Materials Design and Model based Characterization: Leveraging simulation-based approaches to innovate, design, and evaluate novel sustainable cementitious composites and other building materials. This includes enhancing properties such as strength and durability, with a specific focus on improving performance with reduced environmental impact.
Durability and Damage Prediction through Mechanics based Multiscale Modeling: Utilizing mechanics based multiscale modeling to accurately predict the behavior of concrete and assess the effects of various loadings on material durability, aiming to significantly extend thier lifespan.
2. Innovative Computational Techniques for Material Science:
Machine Learning for Efficient Simulations: Applying machine learning for model-order reduction to streamline complex simulations, enhancing efficiency without sacrificing accuracy.
Development of Novel Numerical Methods: Innovating in numerical methods (including Continuum Micromechanics, Voxel Finite Element Method, Finite-Cell Method, Lippmann-Schwinger-FFT, and the Lattice Boltzmann Method) for accurate scale-bridging simulations to improve predictive capabilities and analysis across different material scales.
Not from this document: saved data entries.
PR #2297, opened 2019-01-19
Save and restore shader program

richardlalancette:
- Fix an issue were imgui last program is used to render with engine

### DIFF
--- a/examples/imgui_impl_opengl2.cpp
+++ b/examples/imgui_impl_opengl2.cpp
@@ -85,6 +85,7 @@ void ImGui_ImplOpenGL2_RenderDrawData(ImDrawData* draw_data)
 
     // We are using the OpenGL fixed pipeline to make the example code simpler to read!
     // Setup render state: alpha-blending enabled, no face culling, no depth testing, scissor enabled, vertex/texcoord/color pointers, polygon fill.
+    GLint last_program; glGetIntegerv(GL_CURRENT_PROGRAM, &last_program);
     GLint last_texture; glGetIntegerv(GL_TEXTURE_BINDING_2D, &last_texture);
     GLint last_polygon_mode[2]; glGetIntegerv(GL_POLYGON_MODE, last_polygon_mode);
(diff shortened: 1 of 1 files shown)


richardlalancette:
Not going to battle with this today...

ocornut:
Hello Richard,

The code in imgui_impl_opengl2 says:

> **DO NOT USE THIS CODE IF YOUR CODE/ENGINE IS USING MODERN OPENGL (SHADERS, VBO, VAO, etc.)**
> **Prefer using the code in imgui_impl_opengl3.cpp**
[...]
> **The GL2 code is unable to reset attributes or even call e.g. "glUseProgram(0)" because they don't exist in that API.**

`glUseProgram()` is not part of legacy modern GL API and thus technically not something we can call in this code, as you may have found from the CI result:

https://travis-ci.org/ocornut/imgui/jobs/481829230
```
../imgui_impl_opengl2.cpp:155:5: error: use of undeclared identifier
      'glUseProgram'
    glUseProgram((GLuint)last_program);
    ^
```

And
https://ci.appveyor.com/project/ocornut/imgui/builds/21744367
```
..\imgui_impl_opengl2.cpp(88): error C2065: 'GL_CURRENT_PROGRAM' : undeclared identifier [C:\projects\imgui\examples\example_glfw_opengl2\example_glfw_opengl2.vcxproj]
..\imgui_impl_opengl2.cpp(155): error C3861: 'glUseProgram': identifier not found [C:\projects\imgui\examples\example_glfw_opengl2\example_glfw_opengl2.vcxproj]
```

In commit 259f3c78a20797640db225a349de9ccd0eb80a0d I have added further comments about this in main.cpp and imgui_impl_opengl2.cpp.
Considering that this example is stating in multiple places (.h .cpp README etc.) that you should not use it with modern OpenGL, could you clarify what is/was your motivation for doing so?

richardlalancette:
Our engine desktop is still on opengl2, but using shaders.
The wrong program was loading when rendering on our engine side again, and everything was white.
I have moved this glUseProgram() in my main to solve this, so nothing more is required from IMGUI.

Simulation of Non-equilibrium Processes: Employing Cellular-Potts models to simulate and understand the behavior of materials under non-equilibrium conditions, crucial for predicting complex microstructural evolution.
3. Data-Driven and AI-Enhanced Approaches for Material Innovation:
Harnessing extensive experimental datasets using machine learning to drive the development, characterization, and optimization of building materials.